Activity
I need each line of the entries below that includes the string "async".

Stored data entries:
▼▼▼
PR #2956, opened 2023-08-14
feat: Lightning Gateway registers configurable number of route hints

m1sterc001guy:
Same PR as https://github.com/fedimint/fedimint/pull/2647 except this makes the number of route hints configurable from a `gatewayd` CLI parameter and it adds a test that verifies the correct number of route hints are returned.

Fixes: https://github.com/fedimint/fedimint/issues/2634


elsirion:
Test for this feature is failing.

m1sterc001guy:
> Test for this feature is failing.

I believe there is a race when setting up the channels and registering the gateway. Need to refactor a bit

m1sterc001guy:
Taking me a bit longer to debug than I would have liked. I think there is currently a bug or race condition when getting CLN's route hints. Sometimes it is returning 1 route hint when it should be returning 2.

m1sterc001guy:
LDK Node was causing the test I was writing to be pretty flaky. The channel would sometimes close between CLN and LDK Node which caused the wrong number of route hints to be returned. 

Given that this PR is not dependent on LDK node, I just took that part out for now and will return to the LDK Node issues later. The test should be reliable now.

gateway/ln-gateway/src/lib.rs
```diff
@@ -496,6 +509,7 @@ impl Gateway {
                         continue;
                     }
                 };
+
             if !route_hints.is_empty() || num_retries == ROUTE_HINT_RETRIES {
```
elsirion, line 532: Can we either:

1. Add a condition for `num_route_hints == 0` here to also exit in that case because then we expect the `route_hints` to be empty?
2. Add an early return path before the loop if `num_route_hints == 0` because we don't even need to fetch the routes in that case (although that might mask RPC connectivity problems and we should test that separately).

gateway/ln-gateway/src/lnd.rs
```diff
@@ -309,10 +312,15 @@ impl ILnRpcClient for GatewayLndClient {
             .map_err(|status| LightningRpcError::FailedToGetRouteHints {
                 failure_reason: format!("Failed to list channels {status:?}"),
             })?
-            .into_inner();
+            .into_inner()
+            .channels;
+
+        // Take the channels with the largest incoming capacity
+        channels.sort_by(|a, b| b.remote_balance.cmp(&a.remote_balance));
+        channels.truncate(num_route_hints);
```
elsirion, line 320: Some redundancy in logic here, but probably less complexity than communicating channel balances to `gatewayd`.

elsirion (commented):
Looks good, needs rebase.

gateway/ln-gateway/src/lib.rs
m1sterc001guy: This should be handled at line 510:

```
if num_route_hints == 0 {
            return Ok(vec![]);
        }
```

elsirion: Sorry, I'm an idiot and didn't realize I was in per-commit view (and just looked at the first one apparently).

gateway/ln-gateway/src/ng/tests.rs
```diff
@@ -583,3 +585,94 @@ async fn test_gateway_cannot_pay_expired_invoice() -> anyhow::Result<()> {
...
+                    );
+                    let route_hint_pub_key = route_hint.0.get(0).unwrap().src_node_id;
+                    assert_eq!(
+                        route_hint_pub_key, public_key,
+                        "Public key of route hint hop did not match expected public key"
+                    );
+                }
+                _ => {
+                    // If there's more than one route hint, we're expecting the invoice to contain
+                    // `num_route_hints`. Each should have 2 hops.
```
elsirion, line 655: We might want to change that to also including the one-hop route hint even when including the 2-hop ones. But that can be a separate PR.

elsirion (approved):

elsirion (approved):

PR #4294, opened 2024-02-11
fix: test_restart_setup doesn't allocate enough ports

dpc:


dpc:
Funny how fix for one test flakes on another flaky test... :D

fedimint-server/src/config/api.rs
```diff
@@ -1128,8 +1130,8 @@ mod tests {
 
         apis.push(api);
 
-        for i in 1..4 {
-            let port = base_port + (i * 2);
+        for i in 1..PEER_NUM {
+            let port = base_port + (i * PORTS_PER_PEER);
```
elsirion, line 1134: Why not just call `port_alloc(PORTS_PER_PEER)` every time instead of doing these manual calculations?

dpc: :brain:

PR #4296, opened 2024-02-11
cleanup: remove operation id argument from await_tx_accepted

joschisan:
This is another step in the direction of making client state machines unaware of their operation id.

### DIFF
--- a/fedimint-client/src/lib.rs
+++ b/fedimint-client/src/lib.rs
@@ -224,10 +224,7 @@ pub trait IGlobalClientContext: Debug + MaybeSend + MaybeSync + 'static {
         sm: Box<maybe_add_send_sync!(dyn IState)>,
     ) -> AddStateMachinesResult;
 
-    async fn transaction_update_stream(
-        &self,
-        operation_id: OperationId,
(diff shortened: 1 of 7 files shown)


elsirion:
I don't think this can work: `Notifier::subscribe` needs the operation ID since it loads all past state transitions from disk to avoid missing any in case the client got restarted. Loading state transitions from disk is only feasible if we can limit the scope, this is done using the `operation_id`.

It's ok to load tens of unrelated state transitions from disk and filter them out, not doing so with potentially thousands (without the operation scoping).

joschisan:
@elsirion I thing there is a misunderstanding here, Notifier::subscribe still takes the operation id as an argument. Its just that ModuleGlobalClientContext already has the operation id as an attribute and can therefore call self.client.transaction_update_stream(self.operation). Works the same with fund_output_dyn and claim_input_dyn.

elsirion:
Makes a lot of sense, I was wondering why you didn't have to change the notify impl, but then saw compile errors in CI and thought maybe it was still WIP. Sorry, should have looked deeper.

elsirion (approved):

m1sterc001guy (approved):
Makes sense to me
▲▲▲
Task answer
@@ -583,3 +585,94 @@ async fn test_gateway_cannot_pay_expired_invoice() -> anyhow::Result<()> {
-    async fn transaction_update_stream(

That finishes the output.